CoStar has rejigged its board after reaching an agreement w/ 2 major investor groups – Dan Loeb’s Third Point & DE Shaw – who had pushed the RE data giant to boost its profitability. Chairman Michael Klein (earliest investor in the firm – did stupendously well) and 2 other directors are out, and 3 new execs are in, w/ board member Louise Sams taking Klein’s position as 🪑 . A big part of the new mandate is ensuring CoStar’s $156M deal for Homes.com bears sufficient 🍇 . More on CoStar’s M&A tear here.
How does Sterling Bay’s surrender of a chunk of Lincoln Yards to its lender impact taxpayer funds on the rest?

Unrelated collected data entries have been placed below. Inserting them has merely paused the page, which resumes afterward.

PR #56, opened 2021-11-17
Add FilterSearch component

nmanu1:
Create a component for FilterSearch. Update InputDropdown and Dropdown to have sections of dropdown options.

J=SLAP-1643
TEST=manual

Conduct filter searches in sample-app to check the behavior is as expected. Check that search bar dropdown functions as before.

### DIFF
--- a/sample-app/src/components/Dropdown.tsx
+++ b/sample-app/src/components/Dropdown.tsx
@@ -34,15 +34,13 @@ export default function Dropdown({
   optionIdPrefix,
   cssClasses
 }: Props): JSX.Element | null {
-  function renderSection(section: {results: Option[], label?: string}, sectionIndex: number) {
+  function renderSection(section: { results: Option[], label?: string }, sectionIndex: number) {
     return (
       <div
         className={cssClasses.optionSection}
         key={`section-${sectionIndex}`}>
         {section.label &&
-          <div
-            className={cssClasses.sectionLabel}
-            key={section.label}>
+          <div className={cssClasses.sectionLabel}>
             {section.label}
           </div>
         }
--- a/sample-app/src/components/Dropdown.tsx
+++ b/sample-app/src/components/Dropdown.tsx
@@ -6,12 +6,15 @@ export interface Option {
 }
 
 interface Props {
-  options: Option[],
-  onClickOption?: (option: Option) => void,
+  options: {results: Option[], label?: string}[],
+  onClickOption?: (option: Option, sectionIndex: number, optionIndex: number) => void,
+  focusedSectionIndex: number | undefined,
   focusedOptionIndex: number | undefined,
   optionIdPrefix: string,
   cssClasses: {
     optionContainer: string,
+    optionSection: string,
+    sectionLabel: string,
     option: string,
     focusedOption: string
   }
@@ -23,22 +26,41 @@ interface Props {
 export default function Dropdown({
   options,
   onClickOption = () => {},
+  focusedSectionIndex,
   focusedOptionIndex,
   optionIdPrefix,
   cssClasses
 }: Props): JSX.Element | null {
-  function renderOption(option: Option, index: number) {
+  function renderSection(section: {results: Option[], label?: string}, sectionIndex: number) {
+    return (
+      <div
+        className={cssClasses.optionSection}
+        key={`section-${sectionIndex}`}>
+        {section.label &&
+          <div
+            className={cssClasses.sectionLabel}
+            key={section.label}>
+            {section.label}
+          </div>
+        }
+        {section.results.map((option, optionIndex) => renderOption(option, sectionIndex, optionIndex))}
+      </div>
+    )
+  }
+
+  function renderOption(option: Option, sectionIndex: number, optionIndex: number) {
     const className = classNames(cssClasses.option, {
-      [cssClasses.focusedOption]: index === focusedOptionIndex
+      [cssClasses.focusedOption]: sectionIndex === focusedSectionIndex && optionIndex === focusedOptionIndex
     })
     return (
       <div 
-        key={index}
+        key={`${sectionIndex}-${optionIndex}`}
         className={className}
-        id={`${optionIdPrefix}-${index}`}
-        onClick={() => onClickOption(option)}>
+        id={`${optionIdPrefix}-${sectionIndex}-${optionIndex}`}
+        onClick={() => onClickOption(option, sectionIndex, optionIndex)}>
         {option.render()}
-      </div>)
+      </div>
+    )
   }
 
   if (options.length < 1) {
@@ -47,7 +69,7 @@ export default function Dropdown({
 
   return (
     <div className={cssClasses.optionContainer}>
-      {options.map((option, index) => renderOption(option, index))}
+      {options.map((section, sectionIndex) => renderSection(section, sectionIndex))}
     </div>
   );
 };
--- a/sample-app/src/components/Dropdown.tsx
+++ b/sample-app/src/components/Dropdown.tsx
@@ -70,7 +70,7 @@ export default function Dropdown({
 
   return (
     <div className={cssClasses.optionContainer}>
-      {options.map((section, sectionIndex) => renderSection(section, sectionIndex))}
+      {options.map(renderSection)}
     </div>
   );
 };
--- a/sample-app/src/components/Dropdown.tsx
+++ b/sample-app/src/components/Dropdown.tsx
@@ -6,7 +6,10 @@ export interface Option {
 }
 
 interface Props {
-  options: {results: Option[], label?: string}[],
+  options: {
+    results: Option[], 
+    label?: string
+  }[],
   onClickOption?: (option: Option, sectionIndex: number, optionIndex: number) => void,
   focusedSectionIndex: number | undefined,
   focusedOptionIndex: number | undefined,
--- a/sample-app/src/components/FilterSearch.tsx
+++ b/sample-app/src/components/FilterSearch.tsx
@@ -1,6 +1,6 @@
 import { FilterSearchResponse } from "@yext/answers-core";
 import { SearchParameterField } from "@yext/answers-core";
-import { useCallback, useEffect, useRef, useState } from "react";
+import { useRef, useState } from "react";
 import { useAnswersActions } from '@yext/answers-headless-react';
 import InputDropdown from "./InputDropdown";
 import renderWithHighlighting from "./utils/renderWithHighlighting";
@@ -15,74 +15,72 @@ export interface FilterSearchProps {
   screenReaderInstructionsId: string
 }
 
-
 export default function FilterSearch (props: FilterSearchProps): JSX.Element {
   const { title, sectioned, searchFields, screenReaderInstructionsId } = props;
   const answersActions = useAnswersActions();
-  const input = useRef<string>('');
+  const [input, setInput] = useState('');
   const [results, updateResults] = useState<FilterSearchResponse|undefined>();
   const [, setMessage] = useState( '' );
   const requestId = useRef(0);
   const responseId = useRef(0);
 
-
-
-  const executeSearch = useCallback(async () => {
+  async function executeFilterSearch (inputValue: string) {
     const currentId = ++requestId.current;
-    const results = await answersActions.executeFilterSearch(input.current, sectioned, searchFields);
+    const results = await answersActions.executeFilterSearch(inputValue, sectioned, searchFields);
     if (currentId >= responseId.current) {
       responseId.current++;
       updateResults(results);
     }
-  }, [answersActions, searchFields, sectioned]);
+  }
 
-  useEffect(() => {
-    executeSearch();
-  }, [executeSearch]);
-
-  let stuff: Option[]  = [];
+  let options: {results: Option[], label?: string}[] = [];
   if (results) {
-    if(results.sectioned) {
-      results.sections.forEach(section => {
-        section.results.forEach(result => {
-          stuff.push({
-            value: result.value,
-            render: () => renderWithHighlighting(result)
-          });
-        })
-      });
-    } else {
-      stuff = results.results.map(result => {
-        return {
+    results.sections.forEach(section => {
+      let results: Option[] = [];
+      section.results.forEach(result => {
+        results.push({
           value: result.value,
           render: () => renderWithHighlighting(result)
-        }
+        });
       });
-    }
+      options.push({
+        results: results,
+        label: section.label
+      });
+    });
   }
 
   return (
     <div className='FilterSearch'>
       <h1>{title}</h1>
       <InputDropdown
-        inputValue={input.current}
+        inputValue={input}
         placeholder='this is filter search...'
         screenReaderInstructions={SCREENREADER_INSTRUCTIONS}
         screenReaderInstructionsId={screenReaderInstructionsId}
-        options={stuff}
+        options={options}
         optionIdPrefix='Autocomplete__option'
-        onSubmit={() => {
-          answersActions.executeVerticalQuery();
-          setMessage('enter!');
+        onlySubmitOnOption={true}
+        onSubmit={(optionValue, sectionIndex, optionIndex) => {
+          if (sectionIndex !== undefined && optionIndex !== undefined && results) {
+            const option = results.sections[sectionIndex].results[optionIndex];
+            if (option.filter) {
+              answersActions.setFilterOption({ ...option.filter, selected: true }, 'someFiltersSearchId');
+              answersActions.executeVerticalQuery();
+              setMessage('enter!');
+            }
+          }
         }}
         updateInputValue={newInput => {
-          input.current = newInput;
+          setInput(newInput);
         }}
-        updateDropdown={() => {
-          executeSearch();
+        updateDropdown={(input) => {
+          executeFilterSearch(input);
         }}
         cssClasses={{
           optionContainer: 'Autocomplete',
+          optionSection: 'Autocomplete__optionSection',
+          sectionLabel: 'Autocomplete__sectionLabel',
           option: 'Autocomplete__option',
           focusedOption: 'Autocomplete__option--focused',
           inputElement: 'FilterSearch__input',
--- a/sample-app/src/components/FilterSearch.tsx
+++ b/sample-app/src/components/FilterSearch.tsx
@@ -37,18 +37,16 @@ export default function FilterSearch (props: FilterSearchProps): JSX.Element {
 
   let options: { results: Option[], label?: string }[] = [];
   if (results) {
-    results.sections.forEach(section => {
-      let results: Option[] = [];
-      section.results.forEach(result => {
-        results.push({
-          value: result.value,
-          render: () => renderWithHighlighting(result)
-        });
-      });
-      options.push({
-        results: results,
+    options = results.sections.map(section => {
+      return {
+        results: section.results.map(result => {
+          return {
+            value: result.value,
+            render: () => renderWithHighlighting(result)
+          };
+        }),
         label: section.label
-      });
+      };
     });
   }
 
--- a/sample-app/src/components/FilterSearch.tsx
+++ b/sample-app/src/components/FilterSearch.tsx
@@ -65,7 +65,7 @@ export default function FilterSearch (props: FilterSearchProps): JSX.Element {
           if (sectionIndex !== undefined && optionIndex !== undefined && results) {
             const option = results.sections[sectionIndex].results[optionIndex];
             if (option.filter) {
-              answersActions.setFilterOption({ ...option.filter, selected: true }, 'someFiltersSearchId');
+              answersActions.setFilterOption({ ...option.filter, selected: true });
               answersActions.executeVerticalQuery();
               setMessage('enter!');
             }
--- a/sample-app/src/components/FilterSearch.tsx
+++ b/sample-app/src/components/FilterSearch.tsx
@@ -1,0 +1,94 @@
+import { FilterSearchResponse } from "@yext/answers-core";
+import { SearchParameterField } from "@yext/answers-core";
+import { useCallback, useEffect, useRef, useState } from "react";
+import { useAnswersActions } from '@yext/answers-headless-react';
+import InputDropdown from "./InputDropdown";
+import renderWithHighlighting from "./utils/renderWithHighlighting";
+import { Option } from "./Dropdown";
+
+const SCREENREADER_INSTRUCTIONS = 'When autocomplete results are available, use up and down arrows to review and enter to select.'
+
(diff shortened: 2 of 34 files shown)


sample-app/src/components/FilterSearch.tsx
```diff
@@ -0,0 +1,92 @@
...
+export default function FilterSearch (props: FilterSearchProps): JSX.Element {
+  const { title, sectioned, searchFields, screenReaderInstructionsId } = props;
+  const answersActions = useAnswersActions();
+  const [input, setInput] = useState('');
+  const [results, updateResults] = useState<FilterSearchResponse|undefined>();
+  const [, setMessage] = useState( '' );
+  const requestId = useRef(0);
+  const responseId = useRef(0);
+
+  async function executeFilterSearch (inputValue: string) {
```
yen-tt, line 27: I think we can use the `useAutocomplete` hook but maybe call it `useSynchronizedSearch` (probably a better name) and takes in a function to execute either autocomplete or filtersearch.

sample-app/src/components/FilterSearch.tsx
```diff
@@ -0,0 +1,92 @@
...
+        options={options}
+        optionIdPrefix='Autocomplete__option'
+        onlySubmitOnOption={true}
+        onSubmit={(optionValue, sectionIndex, optionIndex) => {
+          if (sectionIndex !== undefined && optionIndex !== undefined && results) {
+            const option = results.sections[sectionIndex].results[optionIndex];
+            if (option.filter) {
+              answersActions.setFilterOption({ ...option.filter, selected: true });
+              answersActions.executeVerticalQuery();
+              setMessage('enter!');
```
yen-tt, line 70: forgot to remove?

sample-app/src/components/FilterSearch.tsx
```diff
@@ -0,0 +1,92 @@
...
+  searchFields: SearchParameterField[],
+  screenReaderInstructionsId: string
+}
+
+export default function FilterSearch (props: FilterSearchProps): JSX.Element {
+  const { title, sectioned, searchFields, screenReaderInstructionsId } = props;
+  const answersActions = useAnswersActions();
+  const [input, setInput] = useState('');
+  const [results, updateResults] = useState<FilterSearchResponse|undefined>();
+  const [, setMessage] = useState( '' );
```
yen-tt, line 23: I think this is can be remove

sample-app/src/components/FilterSearch.tsx
```diff
@@ -0,0 +1,92 @@
+import { FilterSearchResponse } from "@yext/answers-core";
+import { SearchParameterField } from "@yext/answers-core";
```
yen-tt, line 2: I think you import these stuff through @yext/answers-headless-react

sample-app/src/components/FilterSearch.tsx
nmanu1: oops

sample-app/src/components/Dropdown.tsx
```diff
@@ -23,22 +26,41 @@ interface Props {
 export default function Dropdown({
   options,
   onClickOption = () => {},
+  focusedSectionIndex,
   focusedOptionIndex,
   optionIdPrefix,
   cssClasses
 }: Props): JSX.Element | null {
-  function renderOption(option: Option, index: number) {
+  function renderSection(section: {results: Option[], label?: string}, sectionIndex: number) {
```
yen-tt, line 34: nit: spacing inside the curly braces. hmm I thought `"object-curly-spacing": ["error", "always"]` would catch this. Can you double check if that eslint rule is working?

sample-app/src/components/Dropdown.tsx
```diff
@@ -6,12 +6,15 @@ export interface Option {
 }
 
 interface Props {
-  options: Option[],
-  onClickOption?: (option: Option) => void,
+  options: {results: Option[], label?: string}[],
```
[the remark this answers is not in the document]
nmanu1: updated!

sample-app/src/components/FilterSearch.tsx
yen-tt: ah yep

sample-app/src/components/InputDropdown.tsx
```diff
@@ -80,9 +87,36 @@ export default function InputDropdown({
...
+      phrase: `0 autocomplete option found.`,
+      pluralForm: `0 autocomplete options found.`,
+      count: 0
+    })
+    screenReaderPhrases.push(phrase);
+  } else {
+    options.forEach(section => {
+      const phrase = section.label ?
+        processTranslation({
+          phrase: `${section.results.length} ${section.label} autocomplete option found.`,
```
yen-tt, line 102: can we group these two process translation into one? like either construct `${section.results.length} ${section.label}` outside then call processTranslation or check the label directly in string and add '' if it doesn't exist?

sample-app/src/components/Dropdown.tsx
```diff
@@ -23,22 +29,41 @@ interface Props {
...
-  function renderOption(option: Option, index: number) {
+  function renderSection(section: {results: Option[], label?: string}, sectionIndex: number) {
+    return (
+      <div
+        className={cssClasses.optionSection}
+        key={`section-${sectionIndex}`}>
+        {section.label &&
+          <div
+            className={cssClasses.sectionLabel}
+            key={section.label}>
```
cea2aj, line 45: Should we have `sectionIndex` as part of the key as well in case two sections have the same label? It's unlikely, but adding more to the key shouldn't hurt

sample-app/src/components/InputDropdown.tsx
```diff
@@ -97,24 +131,43 @@ export default function InputDropdown({
...
     const isFirstOptionFocused = focusedOptionIndex === 0;
-    const isLastOptionFocused = focusedOptionIndex === options.length - 1;
+    const isLastOptionFocused = 
+      focusedSectionIndex !== undefined &&
+      focusedOptionIndex === options[focusedSectionIndex].results.length - 1;
     if (evt.key === 'Enter') {
-      updateInputValue(inputValue);
-      onSubmit(inputValue);
-      dispatch({ type: 'HideOptions' });
+      if (!onlySubmitOnOption || focusedOptionIndex !== undefined) {
```
yen-tt, line 141: what is onlySubmitOnOption, and why do we need it?

sample-app/src/components/InputDropdown.tsx
```diff
@@ -97,24 +131,43 @@ export default function InputDropdown({
...
+        onSubmit(inputValue, focusedSectionIndex, focusedOptionIndex);
+        dispatch({ type: 'HideOptions' });
+      }
     } else if (evt.key === 'Escape' || evt.key === 'Tab') {
       dispatch({ type: 'HideOptions' });
-    } else if (evt.key === 'ArrowDown' && options.length > 0 && !isLastOptionFocused) {
-      const newIndex = focusedOptionIndex !== undefined ? focusedOptionIndex + 1 : 0;
-      dispatch({ type: 'FocusOption', newIndex });
-      const newValue = options[newIndex]?.value;
+    } else if (evt.key === 'ArrowDown' && options.length > 0 && !(isLastSectionFocused && isLastOptionFocused)) {
```
yen-tt, line 147: do we still need to check for `options.length > 0` if we also check for !(isLastSectionFocused && isLastOptionFocused)?

sample-app/src/components/InputDropdown.tsx
nmanu1: when onlySubmitOnOption is true, the input should not be submitted when 'enter' is pressed, unless it is focused on an option. otherwise, if onlySubmitOnOption is false, when 'enter' is pressed, the user input is submitted if no option is focused.

if we dispatch `HideOptions` regardless, then if a user types something into the input bar for filter search and presses 'enter' without focusing on a filter option, the dropdown would be hidden but no filter would be applied. is that the behavior we want, or would we want to keep the dropdown open?

sample-app/src/pages/VerticalSearchPage.tsx
```diff
@@ -54,6 +55,17 @@ const staticFiltersGroupLabels = {
   c_employeeCountry: 'Employee Country'
 }
 
+const filterSearchFields = [{
+  fieldApiName: 'builtin.location',
+  entityType: 'ce_person',
+  fetchEntities: false
```
cea2aj, line 61: If we enable `fetchEntities`, it won't affect the FilterSearch component at all, correct? Because of that, I'm thinking we shouldn't have `fetchEntities` as an option for the component. We could use a Typescript utility type to omit the field, and inside the component we can always set it to false

sample-app/src/components/InputDropdown.tsx
yen-tt: I see, can you check what does sdk do? I think it makes sense to close it if user press enter without focusing on an option

sample-app/src/components/InputDropdown.tsx
nmanu1: yes, because otherwise if both focused indexes are undefined, !(isLastSectionFocused && isLastOptionFocused) would be true, and it would try to arrow down to an option that doesn't exist.

sample-app/src/components/InputDropdown.tsx
nmanu1: the SDK leaves it open

sample-app/src/components/Dropdown.tsx
nmanu1: yes, I'll add that

nmanu1: actually, the key is not needed here. that was just from a previous version, so I'll remove it entirely

sample-app/src/components/Dropdown.tsx
```diff
@@ -23,22 +29,41 @@ interface Props {
...
   options,
   onClickOption = () => {},
+  focusedSectionIndex,
   focusedOptionIndex,
   optionIdPrefix,
   cssClasses
 }: Props): JSX.Element | null {
-  function renderOption(option: Option, index: number) {
+  function renderSection(section: {results: Option[], label?: string}, sectionIndex: number) {
+    return (
```
cea2aj, line 38: Do we want to enforce that each section must consist of an array of results? We could make it more generic by allowing an array of sections to be passed in which define their own render function similarly to how options can be passed in. I believe Tom mentioned a use case such as Visual Autocomplete where we'd want sections, but they wouldn't necessarily be laid out this way. Have you checked with Tom on the use cases here?

sample-app/src/components/InputDropdown.tsx
```diff
@@ -8,14 +8,17 @@ interface Props {
   placeholder?: string,
   screenReaderInstructions: string,
   screenReaderInstructionsId: string,
-  options: Option[],
+  options: {results: Option[], label?: string}[],
```
cea2aj, line 11: This changes forcers consumers of this component to organize the dropdown into sections. Is there a way we could avoid that?

nmanu1: The only way I could think of to avoid that would be to keep the options array as is, but pass in an optional array of strings and numbers for the labels of each section and the number of results in each section. This would assume that the options array is ordered by section in the same order as the labels and counts.

Something like `additionalData?: {labels: string[], counts: number[]}` or 
`additionalData?: {label: string, count: number}[]`

sample-app/src/components/FilterSearch.tsx
cea2aj: abstracting out this logic so that we don't duplicate it makes sense to me

sample-app/src/components/InputDropdown.tsx
yen-tt: another way would be allowing for both sections and the previous array of options 
`options: {results: Option[], label?: string}[] | Option[]`
and either InputDropdown support both logic, or transform options to a section internally if it's not one

sample-app/src/components/Dropdown.tsx
nmanu1: Added the spaces, but seems like the eslint rule isn't working because it didn't give any error when there were no spaces

yen-tt: Can you do a brief check on why that is? it seems to work for the top level src folder outside of sample-app

sample-app/src/components/InputDropdown.tsx
yen-tt: I would imagine that `processTranslation` will eventually work like the same function we have in SDK use for  translations, which includes interpolation and pluralization. Maybe we can keep the call for no results

sample-app/src/components/InputDropdown.tsx
yen-tt: can we default the indexes to 0?

sample-app/src/components/SearchBar.tsx
```diff
@@ -59,13 +59,16 @@ export default function SearchBar({ placeholder, isVertical, screenReaderInstruc
...
-          }
-        })}
+        options={autocompleteResults.length > 0 ? [{
+          results: autocompleteResults.map(result => {
+            return {
+              value: result.value,
+              render: () => renderWithHighlighting(result)
+            }
+          })
+        }] : []}
```
yen-tt, line 60: can we simplify to without the ternary operator?

sample-app/src/components/InputDropdown.tsx
```diff
@@ -97,24 +131,43 @@ export default function InputDropdown({
...
     }
 
+    const isFirstSectionFocused = focusedSectionIndex === 0;
+    const isLastSectionFocused = focusedSectionIndex === options.length - 1;
     const isFirstOptionFocused = focusedOptionIndex === 0;
-    const isLastOptionFocused = focusedOptionIndex === options.length - 1;
+    const isLastOptionFocused = 
+      focusedSectionIndex !== undefined &&
+      focusedOptionIndex === options[focusedSectionIndex].results.length - 1;
     if (evt.key === 'Enter') {
```
yen-tt, line 130: can we combined these two ifs since we don't do anything specific for just enter now?

sample-app/src/components/InputDropdown.tsx
yen-tt: gotcha

sample-app/src/components/InputDropdown.tsx
cea2aj: How about keeping the options data the same but making it optional, and adding an optional sections param with a different interface?

sample-app/src/components/InputDropdown.tsx
```diff
@@ -97,24 +121,43 @@ export default function InputDropdown({
       evt.preventDefault();
     }
 
+    const isFirstSectionFocused = focusedSectionIndex === 0;
```
cea2aj, line 124: Adding sections support is adding a lot of complexity to this logic. If we support either an array of options or a sections object, then we could have separate functions where one handles the logic for simple options, and the other handles the logic for sections.

sample-app/src/components/InputDropdown.tsx
yen-tt: would it seems a little odd if there's two params for passing options?

sample-app/src/components/FilterSearch.tsx
```diff
@@ -0,0 +1,90 @@
...
+    const results = await answersActions.executeFilterSearch(inputValue, sectioned, searchFields);
+    if (currentId >= responseId.current) {
+      responseId.current++;
+      updateResults(results);
+    }
+  }
+
+  let options: {results: Option[], label?: string}[] = [];
+  if (results) {
+    results.sections.forEach(section => {
```
oshi97, line 37: does flatMap work here?

sample-app/src/components/Dropdown.tsx
```diff
@@ -47,7 +70,7 @@ export default function Dropdown({
 
   return (
     <div className={cssClasses.optionContainer}>
-      {options.map((option, index) => renderOption(option, index))}
+      {options.map((section, sectionIndex) => renderSection(section, sectionIndex))}
```
oshi97, line 73: nit but I think just `{options.map(renderSection}` should work here? no need for extra anonymous function

sample-app/src/components/Dropdown.tsx
```diff
@@ -23,22 +29,39 @@ interface Props {
 export default function Dropdown({
   options,
   onClickOption = () => {},
+  focusedSectionIndex,
   focusedOptionIndex,
   optionIdPrefix,
   cssClasses
 }: Props): JSX.Element | null {
-  function renderOption(option: Option, index: number) {
+  function renderSection(section: { results: Option[], label?: string }, sectionIndex: number) {
```
oshi97, line 37: I might consider moving these functions to the top level of the file. I don't think it matters in this case, but react uses reference equality in a number of places, and here new `renderSection()` and `renderOption()` functions are used for each render of `Dropdown`. If we move them to the top level the functions will have stable references. AGAIN I don't think matters here because we are not passing these functions in as props anywhere or using them in as memo dependencies etc. but I also don't have a compiler in my brain

sample-app/src/components/FilterSearch.tsx
```diff
@@ -0,0 +1,90 @@
...
+          }
+        }}
+        updateInputValue={newInput => {
+          setInput(newInput);
+        }}
+        updateDropdown={(input) => {
+          executeFilterSearch(input);
+        }}
+        cssClasses={{
+          optionContainer: 'Autocomplete',
```
oshi97, line 79: Would it be possible to make all of the "Autocomplete" prefixed css classes the default values? Or maybe we don't even need props for them, at least not yet?.

sample-app/src/components/SearchBar.tsx
nmanu1: I added the ternary operator because without it, it would pass `[{ results: [] }]` as `options`, which results in `options.length > 0` checks incorrectly passing

sample-app/src/components/FilterSearch.tsx
nmanu1: I was going off of the css classes in the SearchBar component, but I can remove the props from both components, or change them to be optional with the `Autocomplete` prefixed classes as the default in the Dropdown component. It would just depend on whether we want to require or even support custom css class names for that

sample-app/src/components/Dropdown.tsx
nmanu1: I looked into it and seems like the sample-app folder is one of the ignoredPatterns in the eslint config. Should I remove it from there so that it gives the errors?

sample-app/src/components/SearchBar.tsx
yen-tt: I see that filterSearch, on a no results would have `sections: [{results: []}]` in the network response, so the filterSearch component right now would have `[{ results: [] }]` options. That's working?

nmanu1: When there are no results found, executeFilterSearch returns `sections: []` so it passes `options: []` to the InputDropdown

sample-app/src/components/InputDropdown.tsx
nmanu1: sure!

sample-app/src/components/FilterSearch.tsx
oshi97: ah yeah I'm kind of scope creeping here, we can keep the classes for now if you like (also Connor is doing some css stuff right now so maybe that's for the best)

sample-app/src/components/InputDropdown.tsx
nmanu1: Makes sense. I added it back for no results

sample-app/src/pages/VerticalSearchPage.tsx
nmanu1: Updated!

sample-app/src/components/FilterSearch.tsx
nmanu1: ok, I think I'll keep it as is for now then

sample-app/src/components/Dropdown.tsx
yen-tt: inside package.json there's an eslintConfig part for sample-app that's different from the top level eslint. So I believe the ignorePatterns stuff shouldn't override the internal rules for sample-app

nmanu1: I didn't change anything, so not sure why, but now I'm getting the eslint errors in the sample-app

sample-app/src/components/InputDropdown.tsx
```diff
@@ -80,9 +87,31 @@ export default function InputDropdown({
...
+      });
+      screenReaderPhrases.push(phrase);
+    });
+  }
+  const screenReaderText = screenReaderPhrases.join(' ');
+
   function handleDocumentClick(evt: MouseEvent) {
     const target = evt.target as HTMLElement;
-    if (!target.isSameNode(inputRef.current)) {
+    if (!(target.isSameNode(inputRef.current) || target.classList.contains(cssClasses.optionContainer)
```
cea2aj, line 113: The cssClasses object may contain a list of classes, so classList.contains wouldn't work in that scenario. Can we check in some other way that doesn't rely on the classList?

sample-app/src/components/Dropdown.tsx
nmanu1: good catch! updated

sample-app/src/components/FilterSearch.tsx
nmanu1: I changed it to use map instead

sample-app/src/components/InputDropdown.tsx
nmanu1: The other way I thought of would involve useRef and forwardRef, but I think there would need to be a reference for each section label

sample-app/src/components/InputDropdown.tsx
```diff
@@ -97,24 +124,41 @@ export default function InputDropdown({
...
       dispatch({ type: 'HideOptions' });
     } else if (evt.key === 'Escape' || evt.key === 'Tab') {
       dispatch({ type: 'HideOptions' });
-    } else if (evt.key === 'ArrowDown' && options.length > 0 && !isLastOptionFocused) {
-      const newIndex = focusedOptionIndex !== undefined ? focusedOptionIndex + 1 : 0;
-      dispatch({ type: 'FocusOption', newIndex });
-      const newValue = options[newIndex]?.value;
+    } else if (evt.key === 'ArrowDown' && options.length > 0 && !(isLastSectionFocused && isLastOptionFocused)) {
+      let newSectionIndex, newOptionIndex;
+      if (isLastOptionFocused) {
```
oshi97, line 140: would it make sense to move some of this computation to the reducer?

Office REIT Paramount footed $900K bill for CEO’s personal accounting services 👏 👏 👏 (check out our dive into Albert Behler’s other nepo plays here)
RealPage sues Berkeley for banning its pricing algorithms (catch up on RealPage’s legal woes here)
VA congressman says we need a national plan to address the impact of data centers
Blackstone seizes CIM/Golub’s Mag Mile tower via deed-in-lieu
Ackman questions Howie Lutnick’s motives on tariff-setting - then walks back his comments
Enjoyed this dive into the mind of an everyday American CRE broker 🧠
“It’s ‘Ferris Bueller's Day Off,’ but for running the world economy. ” 🎮️ 🌎️
- An allocator for a major US insurer, on the futility of responding to the Trump tariffs.